---- PROVIDED DATA

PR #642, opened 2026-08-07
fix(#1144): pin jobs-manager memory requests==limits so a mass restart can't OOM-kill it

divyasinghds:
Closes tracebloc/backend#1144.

--------

**EXERCISE BRIEF**
A faithful, complete reproduction of the listing above is requested.

**ANSWER FOR THIS EXERCISE**
PR #642, opened 2026-08-07
fix(#1144): pin jobs-manager memory requests==limits so a mass restart can't OOM-kill it

divyasinghds:
Closes tracebloc/backend#1144.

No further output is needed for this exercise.